PR #540, opened 2024-09-22
show ad previews position change

elevchyt:
UI improvement for the "Show ad previews" switch.

### DIFF
--- a/apps/web/src/app/(authenticated)/insights/components/order-filters.tsx
+++ b/apps/web/src/app/(authenticated)/insights/components/order-filters.tsx
@@ -43,16 +43,13 @@ export default function OrderFilters(): React.ReactNode {
   };
 
   const getPageSizeValue = (): string => {
-    if (isParamInSearchParams(searchParams, urlKeys.pageSize, searchParams.get(urlKeys.pageSize) ?? '12')) {
+    if (isParamInSearchParams(searchParams, urlKeys.pageSize, searchParams.get(urlKeys.pageSize) ?? '12'))
       return searchParams.get(urlKeys.pageSize) ?? '12';
-    }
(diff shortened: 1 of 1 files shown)


apps/web/src/app/(authenticated)/insights/components/order-filters.tsx
```diff
@@ -163,24 +156,36 @@ export default function OrderFilters(): React.ReactNode {
   const handleAdPreviewChange = (e: ChangeEvent<HTMLInputElement>): void => {
     resetInsights();
     let newURL: string;
-    if (e.target.checked) {
-      newURL = addOrReplaceURLParams(pathname, searchParams, urlKeys.fetchPreviews, 'true');
-    } else {
-      newURL = addOrReplaceURLParams(pathname, searchParams, urlKeys.fetchPreviews);
-    }
+    if (e.target.checked) newURL = addOrReplaceURLParams(pathname, searchParams, urlKeys.fetchPreviews, 'true');
+    else newURL = addOrReplaceURLParams(pathname, searchParams, urlKeys.fetchPreviews);
```
trixobird, line 160:
```suggestion
    const newURL = e.target.checked
      ? addOrReplaceURLParams(pathname, searchParams, urlKeys.fetchPreviews, 'true')
      : addOrReplaceURLParams(pathname, searchParams, urlKeys.fetchPreviews);
```
also in general we want to keep the brackets on if/else

you may even do:
```
    const newURL = addOrReplaceURLParams(
      pathname,
      searchParams,
      urlKeys.fetchPreviews,
      e.target.checked ? 'true' : undefined,
    );
```

trixobird (approved):

Issue #511, opened 2024-09-08
Time constraints Bugs


dennislobster:
Couple of strange combinations which don't return results:

[] Quarterly - never works
![Screenshot 2024-09-08 at 16 39 14](https://github.com/user-attachments/assets/9008dd37-efb0-4484-98e3-919617f7a1ca)

[] Daily - does not work with date filter also applied
![Screenshot 2024-09-08 at 16 37 40](https://github.com/user-attachments/assets/3791924f-a802-4bee-b85a-00ce227dafe0)

Generally it seems that a granularity overrides the time range, ie. selecting 1 day of data and changing monthly, weekly, quarterly gives different values.

PR #544, opened 2024-09-23
511 time contraints bug fixes

aaryansinha16:
This PR contains fixes of 2 bugs related to time constraints filters.

Closes: #511


trixobird (commented):
let's write some tests that would fail with the old code, but now are passing. We want test that would cover as much of the code as possible.

This is one of the, if not 'the' core business of adsviewer, we need to make sure that is correct.

Also make sure that you rebase, I made some changes recently

Issue #543, opened 2024-09-23
User feedback functionality


elevchyt:
A feedback button should be implemented so that users can provide useful feedback and/or bug reports.
There should be a relation in the DB between the user and the feedback entry, a **feedback type** field with the values: "Bug Report", "Feature Suggestion" and "Other", and also another field for the feedback's **message body**.

Ideally, the users should receive an email informing them that their feedback was submitted successfully.

trixobird:
should we close this @aaryansinha16 , @elevchyt ?

PR #545, opened 2024-09-23
543 added sendFeedback endpoint

aaryansinha16:
## Description
This PR adds the `sendFeedback` endpoint which the frontend can use, for users to send feedbacks. 
There are 3 types of feedbacks : `Bug_Report`, `Feature_Suggestion`, `Other`

Makes progress in #543


apps/server/src/schema/feedback/feedback-operation.ts
```diff
@@ -0,0 +1,55 @@
...
+import { FireAndForget } from '@repo/utils';
+import { GraphQLError } from 'graphql';
+import { builder } from '../builder';
+import { sendFeedbackReceivedEmail } from '../../email';
+import { FeedbackDto, FeedbackTypeEnum } from './feedback-types';
+
+const fireAndForget = new FireAndForget();
+
+builder.mutationFields((t) => ({
+  sendFeedback: t.withAuth({ authenticated: true }).field({
```
trixobird, line 11:
```suggestion
  sendFeedback: t.withAuth({ authenticated: true }).prismaField({
```
If you return the result of a prisma operation, let's return a prisma field

apps/server/src/schema/feedback/feedback-operation.ts
```diff
@@ -0,0 +1,55 @@
...
+    type: FeedbackDto,
+    args: {
+      message: t.arg.string({ required: true }),
+      type: t.arg({
+        type: FeedbackTypeEnum,
+        required: true,
+      }),
+    },
+    validate: (args) => Boolean(args.message && args.type),
+    resolve: async (_root, args, ctx, _info) => {
```
trixobird, line 22:
```suggestion
    resolve: async (query, _root, args, ctx, _info) => {
```
since we are returning a prismaField, pothos add query as the first parameter of resolve

apps/server/src/schema/feedback/feedback-operation.ts
```diff
@@ -0,0 +1,55 @@
...
+      const feedback = await prisma.feedback.create({
+        data: {
+          userId: ctx.currentUserId,
+          message,
+          type,
+          createdAt: new Date(),
+        },
+      });
+
+      fireAndForget.add(() => sendFeedbackReceivedEmail(user.email, user.firstName, user.lastName));
```
trixobird, line 44: you can move this up, and return directly from the prisma.feedback.create

apps/server/src/schema/feedback/feedback-types.ts
```diff
@@ -0,0 +1,18 @@
+import { builder } from '../builder';
+
+export const FeedbackTypeEnum = builder.enumType('FeedbackType', {
+  values: {
+    BUG_REPORT: { description: 'Report a bug' },
+    FEATURE_SUGGESTION: { description: 'Suggest a feature' },
+    OTHER: { description: 'Other feedback' },
+  },
+});
```
trixobird, line 9:
```suggestion
export const FeedbackTypeEnum = builder.enumType(FeedbackType, {
  name: 'FeedbackTypeEnum',
});
```
We don't need cat is cat descriptions https://www.reddit.com/r/ProgrammerHumor/comments/8w54mx/code_comments_be_like/

apps/server/src/schema/feedback/feedback-types.ts
```diff
@@ -0,0 +1,18 @@
...
+
+export const FeedbackDto = builder.simpleObject('Feedback', {
```
trixobird, line 11:
```suggestion
export const FeedbackDto = builder.prismaObject('Feedback', {
```
We always prioritze prisma object when possible. Look around to see its syntax

apps/web/src/util/schemas/user-schemas.ts
```diff
@@ -0,0 +1,6 @@
+import { z } from 'zod';
+
+export const SendFeedbackSchema = z.object({
+  type: z.string(),
+  message: z.string().min(24, { message: 'Message must be at least 24 characters' }),
```
trixobird, line 5: @elevchyt let's put this in utils so both web and server have access. Like we have done with passwordSchema.
@aaryansinha16 let's use this validation in the message. Look how we used the passwordSchema, should be the same.

packages/database/prisma/schema.prisma
```diff
@@ -79,6 +80,21 @@ model User {
   @@map("users")
 }
 
+enum FeedbackType {
```
trixobird, line 83:
```suggestion
enum FeedbackTypeEnum {
```

packages/database/prisma/schema.prisma
```diff
@@ -79,6 +80,21 @@ model User {
...
+  BUG_REPORT
+  FEATURE_SUGGESTION
+  OTHER
+}
+
+model Feedback {
+  id        String       @id @default(cuid())
+  user      User         @relation(fields: [userId], references: [id])
+  userId    String
```
trixobird, line 92:
```suggestion
  userId    String @map("user_id")
```
we use the snake case in db

packages/database/prisma/schema.prisma
```diff
@@ -79,6 +80,21 @@ model User {
...
+  type      FeedbackType
+  message   String
+  createdAt DateTime     @default(now()) @map("created_at")
+}
+
```
trixobird, line 97:
```suggestion
@@map("feedbacks")

```
we use snake_case in db, and plural.

apps/web/src/components/buttons/feedback-button.tsx
trixobird, line 1: This is for @dennis-adsviewer. Is this sufficient? I was thinking something more intrucive, like a floating button, butom right (that maybe has a close btn that sends it on present location, with a cool animation even :P sorry Lefteri, I was carried away :P )
image

elevchyt: My initial thought was also to place it on the bottom right, but we should reserve that for live support (or chatbot support if we ever have that xd)

apps/web/src/util/schemas/user-schemas.ts
trixobird: I was referring only the the message. the type should be `type: z.nativeEnum(FeedbackType),` an enum that we don't have in utils

apps/web/src/components/buttons/feedback-button.tsx
dennis-adsviewer: I think this button is okay, but we should in the future build function to for example highlight it when a new user has not yet used it, etc.

elevchyt: I'm planning to turn it in to a multi option button once things start getting more cluttered and we'll have only one button which opens a dropdown with the send feedback functionality and other stuff that we might add.

packages/database/prisma/migrations/20240927093413_feedbacks/migration.sql
```diff
@@ -0,0 +1,31 @@
...
+    "user_id" TEXT NOT NULL,
+    "type" "FeedbackTypeEnum" NOT NULL,
+    "message" TEXT NOT NULL,
+    "created_at" TIMESTAMP(3) NOT NULL DEFAULT CURRENT_TIMESTAMP,
+
+    CONSTRAINT "feedbacks_pkey" PRIMARY KEY ("id")
+);
+
+-- AddForeignKey
+ALTER TABLE "feedbacks" ADD CONSTRAINT "feedbacks_user_id_fkey" FOREIGN KEY ("user_id") REFERENCES "users"("id") ON DELETE RESTRICT ON UPDATE CASCADE;
```
trixobird, line 31:
```suggestion
-- Rename userId
ALTER TABLE "Feedback" RENAME COLUMN "userId" TO "user_id";

-- Rename Table
ALTER TABLE "Feedback" RENAME TO "feedbacks";
```
don't trust blindly the sql generation of prisma, especially when you rename things.

packages/database/prisma/migrations/20240927093413_feedbacks/migration.sql
```diff
@@ -0,0 +1,31 @@
+/*
+  Warnings:
+
+  - You are about to drop the `Feedback` table. If the table is not empty, all the data it contains will be lost.
+
+*/
```
trixobird, line 6:
```suggestion
```

packages/utils/src/shared-schemas.ts
```diff
@@ -0,0 +1,8 @@
+import { z } from 'zod';
+
+export const SendFeedbackSchema = z.object({
```
trixobird, line 3:
```suggestion
export const sendFeedbackSchema = z.object({
```

packages/utils/src/shared-schemas.ts
```diff
@@ -0,0 +1,8 @@
...
+  type: z.string(),
+  message: z.string().min(24, { message: 'Message must be at least 24 characters' }),
+});
+
+export const MessageSchema = z.string().min(24, { message: 'Message must be at least 24 characters' });
```
trixobird, line 8:
```suggestion
export const messageSchema = z.string().min(24, { message: 'Message must be at least 24 characters' });
```

apps/server/src/schema/feedback/feedback-operation.ts
trixobird: `add query as the first parameter of resolve` @aaryansinha16

packages/utils/src/shared-schemas.ts
```diff
@@ -0,0 +1,8 @@
+import { z } from 'zod';
+
+export const SendFeedbackSchema = z.object({
+  type: z.string(),
+  message: z.string().min(24, { message: 'Message must be at least 24 characters' }),
```
trixobird, line 5:
```suggestion
  message: messageSchema,
```
Hmmm I think sometimes I don't manage to pass through to you @aaryansinha16 what is in my mind :) You are duplicating the `z.string().min(24, { message: 'Message must be at least 24 characters' })` which beats the purpose of my initial comment https://github.com/adsviewer/turboviewer/pull/545#discussion_r1777989104

aaryansinha16: I agree, that was a silly duplication :sweat_smile:

trixobird (commented):
missing [this](https://github.com/adsviewer/turboviewer/pull/545#discussion_r1779979232) comment , and then we are done :)

apps/server/src/schema/feedback/feedback-operation.ts
```diff
@@ -0,0 +1,36 @@
...
+      }),
+    },
+    resolve: async (query, _root, args, ctx, _info) => {
+      const { message, type } = args;
+
+      const user = await prisma.user.findUniqueOrThrow({ where: { id: ctx.currentUserId } });
+
+      fireAndForget.add(() => sendFeedbackReceivedEmail(user.email, user.firstName, user.lastName));
+
+      return await prisma.feedback.create({
```
trixobird, line 27:
```suggestion
      return await prisma.feedback.create({
              ...query,
```
You are right, I didn't notice that we haven't exposed everything in FeedbackDto. I added the relevant code.

you are not using the query variable from the resolve. That is code smell, we always need to use this to enable graphql joins. For example this:
```
mutation sendFeedback {
  sendFeedback(message: "da", type: BUG_REPORT) {
    user {
      id
    }
  }
}
```
won't be able to work without the `...query`

apps/server/src/schema/feedback/feedback-types.ts
```diff
@@ -0,0 +1,16 @@
...
+  name: 'FeedbackTypeEnum',
+});
+
+export const FeedbackDto = builder.prismaObject('Feedback', {
+  fields: (t) => ({
+    type: t.expose('type', {
+      type: FeedbackType,
+      nullable: false,
+    }),
+    message: t.exposeString('message', { nullable: false }),
```
trixobird, line 14:
```suggestion
    message: t.exposeString('message', { nullable: false }),
    createdAt: t.expose('createdAt', { type: 'Date', nullable: false }),
    userId: t.exposeID('userId', { nullable: false }),
    user: t.expose('user', { nullable: false, type: UserDto }),
```
In general we are exposing all the things from schema. Consumer is the one that chooses what are the things that will actuall fetch.

aaryansinha16: In the `user` field, let's use `t.relation` instead. 
`t.expose` won't work as it does not directly exists in the prisma model

trixobird (approved):

PR #559, opened 2024-10-01
548 implement testing library

elevchyt:
Added Jest w/ configuration for Next.js, created a sample test and added /web test coverage prerequisite on Husky's pre-commit configuration.


apps/web/src/__tests__/page.test.tsx
trixobird, line 1: my only comment is that we are using a different naming convetion. We are useing ./tests/**/*.test.ts and you are using ./src/__tests__/*.test.ts

trixobird (approved):

apps/web/src/__tests__/page.test.tsx
elevchyt: That's because the sample test I made is for the root component `Home` which is at the root of the app.
Tests are going to follow the folder structure regularly.

This was my reference: https://github.com/vercel/next.js/tree/canary/examples/with-jest
As you can see, the __tests__ folder is inside the same folder as the app folder, we just happen to use the /src folder as a container (which was defined upon the initialization of the /web project).

PR #575, opened 2024-10-06
574 cookies consent google analytics setup

elevchyt:
Cookies consent & google analytics setup for the landing page.
You need to get a new .env for the `/landing-page` folder to make this work.


trixobird:
How come and we don't use nextjs official suggestion? https://nextjs.org/docs/messages/next-script-for-ga
How can I see the analytics? Which account is being used?
Is there a way to introduce different environmetns to the analytics, or does it understand by default due to different urls?

apps/landing-page/src/components/google-analytics.tsx
```diff
@@ -0,0 +1,35 @@
...
+        strategy="lazyOnload"
+        src={`https://www.googletagmanager.com/gtag/js?id=${String(process.env.NEXT_PUBLIC_MEASUREMENT_ID)}`}
+      />
+
+      <Script id="" strategy="lazyOnload">
+        {`
+              window.dataLayer = window.dataLayer || [];
+              function gtag(){dataLayer.push(arguments);}
+              gtag('js', new Date());
+              gtag('config', '${String(process.env.NEXT_PUBLIC_MEASUREMENT_ID)}', {
```
trixobird, line 28: let's use the `env.mjs` Since we don't care about local environment we can have a default value of `dont track`

elevchyt:
> How come and we don't use nextjs official suggestion? https://nextjs.org/docs/messages/next-script-for-ga How can I see the analytics? Which account is being used? Is there a way to introduce different environmetns to the analytics, or does it understand by default due to different urls?

Ohh pretty nice, I followed [this](https://medium.com/readytowork-org/google-analytics-in-next-js-a26cc2b28db5), but it is probably outdated.

dennislobster:
@trixobird @elevchyt we can also implement this for the web application, I created a new property for this in google analytics, we can use this tag / tag code for the app.adsviewer.io domain:


<script async src="https://www.googletagmanager.com/gtag/js?id=G-GZRN0Y7X1L"></script>
<script>
  window.dataLayer = window.dataLayer || [];
  function gtag(){dataLayer.push(arguments);}
  gtag('js', new Date());

  gtag('config', 'G-GZRN0Y7X1L');
</script>

apps/landing-page/src/components/cookies-consent.tsx
trixobird, line 1: do we need the same for the web?

trixobird (approved):

PR #658, opened 2025-04-25
remove unused load_obs functions

mathause:
- [x] Closes #269

These functions are not used. Let's remove them.

PR #660, opened 2025-04-28
RTD: sphinx fail on warning

mathause:
In #658 I forgot to remove the functions from the API docs - this went unnoticed as sphinx does not error on on warnings.


mathause:
This successfully failed :wink: (reading sphinx logs is annoying but this has nothing to do with this change)

mathause:
and now it works :+1:

Issue #666, opened 2025-04-29
re-generate test files


mathause:
Before releasing we should re-generate the output files

1. To fix the rounding of the aod data:
   https://github.com/MESMER-group/mesmer/blob/fc3fe3ab646ee317b8f7e8180fbb602835d0d361/mesmer/core/_data.py#L47-L55
2. Reduce the number of drawn samples in this integration test (its almost 50% of the output data size). Unless there is a good reason to do so many?

   https://github.com/MESMER-group/mesmer/blob/fc3fe3ab646ee317b8f7e8180fbb602835d0d361/tests/integration/test_draw_realisations_mesmer_newcodepath.py#L177

PR #677, opened 2025-05-06
Predictor Arrays in one Dataset per scenario

veni-vidi-vici-dormivi:
Okay, since this is maybe the last change to change something big about the DataTree structure, here goes my idea:

Instead of collecting the different predictor variables (`tas`, `hfds`) in subtrees and those holding scenarios for each variables like this:
```bash
├─ tas
│  ├─ hist
│  ├─ scen1
│  └─ ...
├─ hfds
│  ├─ hist
│  ├─ scen1
│  └─ ...
└─ ...
```

I suggest putting the variables together into datasets and these into a Tree:
```bash
├─ hist
|        datavars: tass, hfds....
├─ scen1
|        datavars: tass, hfds....
└─ ...
```

This is more elegant since the different predictors actually live on the same coordinate system they do fit into a dataset together - so we would be using the data structures in their intended way. We same on memory because we don't have all the coordinated duplicated (which is the rationale behind the intended use).

However, I feel that the Code does get more complicated like this. So I need a second opinion on this.

 - [ ] Tests added


mathause:
Good point - the predictor datatree had to look different than the target which is maybe a bit confusing... How difficult/ annoying is it to add a new variable to the nodes?

---

The third option is to have separate datatrees

```
tas:
├─ hist
├─ scen1
└─ ...

hfds:
├─ hist
├─ scen1
└─ ...
```

veni-vidi-vici-dormivi:
> How difficult/ annoying is it to add a new variable to the nodes?

Not so bad if it shouldn't be generalizable/automated (as in the tests) -- i.e. if you know which ones you want and can do it by names.

The much more annoying part is getting an isomorphic datatree with a subset of variables from one with all variables. Which we need if we eg load a datatree that has both `tas` and `hfds` and somewhere in the code only want one with `tas`.


> This will have an influence on MESMER-X.

Yes.

> The third option is to have separate datatrees

Yes. Also not a big fan of that

mathause:
> > How difficult/ annoying is it to add a new variable to the nodes?
> 
> Not so bad if it shouldn't be generalizable/automated (as in the tests) -- i.e. if you know which ones you want and can do it by names.

> The much more annoying part is getting an isomorphic datatree with a subset of variables from one with all variables. Which we need if we eg load a datatree that has both `tas` and `hfds` and somewhere in the code only want one with `tas`.

Yes this is a general problem - e.g. when we wrote a function for a `DataArray` we cannot easily generalize to `Dataset` or `DataTree`. I am not a fan for passing the variable name, but it may be unavoidable. (Related - there are some functions that check you pass a `Dataset` with only one variable - we'd need to adjust those...)


> > This will have an influence on MESMER-X.
> 
> Yes.
> 
> > The third option is to have separate datatrees
> 
> Yes. Also not a big fan of that

Ok

veni-vidi-vici-dormivi:
Okay I'm done. The new emulations for mesmer are needed because of two things:
(1) for some reasons I used steps = 50 for smoothing hfds and steps = 30 for tas, and now I merged the inputs before smoothing, so both have steps = 30
(2) I moved the calculation of tas**2 to _after_ imposing the volcanic influence bc - duh 
😅

tests/integration/test_calibrate_mesmer_newcodepath.py
```diff
@@ -67,7 +68,7 @@
             True,
             True,
             "tas_tas2_hfds/multi_scen_multi_ens",
-            marks=pytest.mark.slow,
+            # marks=pytest.mark.slow,
```
veni-vidi-vici-dormivi, line 71:
```suggestion
            marks=pytest.mark.slow,
```

mathause:
I have not yet looked at this but if we have to re-generate the test files anyway I'd like to smuggle #666 in beforehand (will probably do this in a separate PR where I'll let the tests fail).

tests/integration/test_calibrate_mesmer_newcodepath.py
```diff
@@ -126,94 +134,60 @@ def test_calibrate_mesmer(
...
+        globmean_smoothed["historical"]["tas"],
         volcanic_params,
     )
 
     # train global variability module
-    tas_resid_novolc = tas_globmean - tas_globmean_smoothed
+    tas_glob_mean = map_over_datasets(lambda ds: ds[["tas"]], globmean)
+    tas_resid_novolc = tas_glob_mean - globmean_smoothed
+    tas_resid_novolc = map_over_datasets(
+        lambda ds: ds.rename({"tas": "tas_resids"}), tas_resid_novolc
```
veni-vidi-vici-dormivi, line 189: there really needs to be an API for this... should we do it or hope `xarray` will do it soon?

tests/integration/test_draw_realisations_mesmer_x.py
```diff
@@ -17,15 +17,15 @@
             "norm(loc=c1 + c2 * __tas__, scale=c3)",
             "expr1",
             False,
-            marks=pytest.mark.slow,
+            # marks=pytest.mark.slow,
```
veni-vidi-vici-dormivi, line 20:
```suggestion
            marks=pytest.mark.slow,
```

tests/integration/test_draw_realisations_mesmer_x.py
```diff
@@ -17,15 +17,15 @@
...
         ),
         pytest.param(
             "ssp585",
             "tasmax",
             "norm(loc=c1 + c2 * __tas__, scale=c3)",
             "expr1_2ndfit",
             False,
-            marks=pytest.mark.slow,
+            # marks=pytest.mark.slow,
```
veni-vidi-vici-dormivi, line 28:
```suggestion
            marks=pytest.mark.slow,
```

tests/unit/test_linear_regression.py
```diff
@@ -254,20 +256,49 @@ def test_lr_predict_exclude_intercept(as_2D, data_type):
...
 
     result = lr.predict(convert_to({}, data_type), exclude={"tas", "intercept"})
-    expected = xr.DataArray([0], dims="x")
+    expected = xr.DataArray([0], dims="x", name="prediction").to_dataset()
     expected = expected if as_2D else expected.squeeze()
 
     xr.testing.assert_equal(result, expected)
 
 
+def test_lr_predict_datatree():
```
veni-vidi-vici-dormivi, line 273: Vici: "If we prove that performing the computation on a `DataTree` works just as performing the computation on the individual `Dataset`s we prove that all the tests that work on `Dataset`s also work on `DataTree`s." let's see 🤞

tests/integration/test_calibrate_mesmer_newcodepath.py
```diff
@@ -222,30 +196,21 @@ def mask_and_stack(ds, threshold_land):
...
+    # train local forced response module
+    # create local gridded data
+    def mask_and_stack(ds, threshold_land):
+        ds = mesmer.mask.mask_ocean_fraction(ds, threshold_land)
+        ds = mesmer.mask.mask_antarctica(ds)
+        ds = mesmer.grid.stack_lat_lon(ds)
+        return ds
 
-        hfds_globmean = mesmer.weighted.global_mean(hfds_anoms)
+    target = map_over_datasets(lambda ds: ds[["tas"]], anoms)
```
mathause, line 207: Opened pydata/xarray#10400

tests/integration/test_calibrate_mesmer_newcodepath.py
```diff
@@ -222,30 +196,21 @@ def mask_and_stack(ds, threshold_land):
...
-    # gridcell can be excluded because it will be mapped in the Linear Regression
-    target = tas_stacked
-    predictors = xr.DataTree.from_dict(
-        {"tas": tas_globmean_smoothed, "tas_resids": tas_resid_novolc}
-    )
     if use_tas2:
-        predictors["tas2"] = tas_globmean_smoothed**2
-    if hfds_globmean_smoothed is not None:
-        predictors["hfds"] = hfds_globmean_smoothed
+        predictors = map_over_datasets(lambda ds: ds.assign(tas2=ds.tas**2), predictors)
```
mathause, line 213: Ah yes, as long as `rename` is not implemented we may as well do this.

tests/integration/test_draw_realisations_mesmer_newcodepath.py
```diff
@@ -8,11 +8,14 @@
 from mesmer.core._datatreecompat import map_over_datasets
 
 
-def create_forcing_data(scenarios, use_hfds, use_tas2):
+def create_forcing_data(scenarios, use_hfds):
```
mathause, line 11:
```suggestion
def load_and_prepare_forcing_data(scenarios, use_hfds):
```

tests/integration/test_draw_realisations_mesmer_newcodepath.py
```diff
@@ -294,44 +273,24 @@ def test_make_realisations(
     )
 
     global_variability = map_over_datasets(
-        xr.Dataset.rename, global_variability, {"samples": "tas"}
+        xr.Dataset.rename, global_variability, {"samples": "tas_resids"}
```
mathause, line 276:
```suggestion
        lambda ds: ds.rename({"samples": "tas_resids"}), global_variability
```

let's align this with the other uses

tests/integration/test_draw_realisations_mesmer_newcodepath.py
```diff
@@ -294,44 +273,24 @@ def test_make_realisations(
...
-    for scen in scenarios:
-        predictors[scen] = xr.DataTree.from_dict(
-            {"tas": tas_forcing[scen], "tas_resids": global_variability[scen]}
-        )
-
-        if tas2 is not None:
-            predictors[scen]["tas2"] = tas2[scen]
-        if hfds is not None:
-            predictors[scen]["hfds"] = hfds[scen]
+    predictors = mesmer.datatree.merge([forcing_data, global_variability])
```
mathause, line 282: Ah here we use it :grin:

mathause (commented):
Thanks - that's pretty neat and a good clean up. Let me know if you don't have time to take care of my suggestions (not that I have time).

tests/integration/test_calibrate_mesmer_newcodepath.py
mathause: Also I am not sure if it actually helps as long as they don't skip empty nodes.

tests/integration/test_draw_realisations_mesmer_newcodepath.py
```diff
@@ -294,44 +273,24 @@ def test_make_realisations(
...
-        local_variability_from_global_var[scen] = xr.DataTree(
-            lr.predict(predictors[scen], exclude=exclude).rename("tas").to_dataset()
-        )
+    # 4.) compute the local variability part driven by global variabilty
+    exclude = {"tas", "intercept"}
+    if use_tas2:
+        exclude.add("tas2")
+    if use_hfds:
+        exclude.add("hfds")
+    local_variability_from_global_var = lr.predict(predictors, exclude=exclude)
```
mathause, line 293: Makes me wonder if we should allow `lr.predict(predictors, only={"tas_resids"})`.

tests/integration/test_draw_realisations_mesmer_newcodepath.py
```diff
@@ -347,13 +306,15 @@ def test_make_realisations(
         buffer=buffer_local_variability,
     )
 
+    # rename datavar in set to be able to add with linear regression predictions
     local_variability = map_over_datasets(
-        xr.Dataset.rename, local_variability, kwargs={"samples": "tas"}
+        xr.Dataset.rename, local_variability, kwargs={"samples": "prediction"}
```
mathause, line 311:
```suggestion
        lambda ds: ds.rename({"samples": "prediction"}), local_variability
```

mesmer/stats/_linear_regression.py
```diff
@@ -21,7 +19,7 @@ def __init__(self):
 
     def fit(
         self,
-        predictors: dict[str, xr.DataArray] | xr.DataTree | xr.Dataset,
```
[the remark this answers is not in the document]
veni-vidi-vici-dormivi: 🫶

tests/integration/test_calibrate_mesmer_newcodepath.py
veni-vidi-vici-dormivi: Let's keep it explicit for now, for the sake of time.

tests/integration/test_calibrate_mesmer_newcodepath.py
```diff
@@ -126,94 +134,60 @@ def test_calibrate_mesmer(
...
-    # create local gridded tas data
-    def mask_and_stack(ds, threshold_land):
-        ds = mesmer.mask.mask_ocean_fraction(ds, threshold_land)
-        ds = mesmer.mask.mask_antarctica(ds)
-        ds = mesmer.grid.stack_lat_lon(ds)
-        return ds
+    anoms = mesmer.anomaly.calc_anomaly(data, REFERENCE_PERIOD)
 
-    tas_stacked = mask_and_stack(tas_anoms, threshold_land=THRESHOLD_LAND)
+    globmean = mesmer.weighted.global_mean(anoms)
```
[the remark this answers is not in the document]
veni-vidi-vici-dormivi: I'm glad I'm not the only one who needs to think twice about these things 😅

tests/integration/test_calibrate_mesmer_newcodepath.py
veni-vidi-vici-dormivi: thanks!

tests/integration/test_draw_realisations_mesmer_newcodepath.py
veni-vidi-vici-dormivi: yes that would be pretty, but not urgent.

mesmer/core/datatree.py
```diff
@@ -297,3 +289,52 @@ def _inner(*args: P.args, **kwargs: P.kwargs) -> T:
         return func(*args, **kwargs)
 
     return _inner
+
+
+from collections.abc import Iterable
+
+from xarray.core import dtypes
+from xarray.core.types import CombineAttrsOptions, CompatOptions, JoinOptions
```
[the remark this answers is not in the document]
veni-vidi-vici-dormivi: this is how pre-commit sorts them 🙈

mathause:
#666 is done (I think) but I need to merge the other 2 PRs first. I'll give this another pass, and we can maybe merge all of them tomorrow.

veni-vidi-vici-dormivi:
> and we can maybe merge all of them tomorrow.

🎉 🎉 

then we'll deal with mesmer-x and the tutorials next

= = = =

Select, from the listing, all lines that include the word "variables".

Instead of collecting the different predictor variables (`tas`, `hfds`) in subtrees and those holding scenarios for each variables like this:
I suggest putting the variables together into datasets and these into a Tree:
The much more annoying part is getting an isomorphic datatree with a subset of variables from one with all variables. Which we need if we eg load a datatree that has both `tas` and `hfds` and somewhere in the code only want one with `tas`.
> The much more annoying part is getting an isomorphic datatree with a subset of variables from one with all variables. Which we need if we eg load a datatree that has both `tas` and `hfds` and somewhere in the code only want one with `tas`.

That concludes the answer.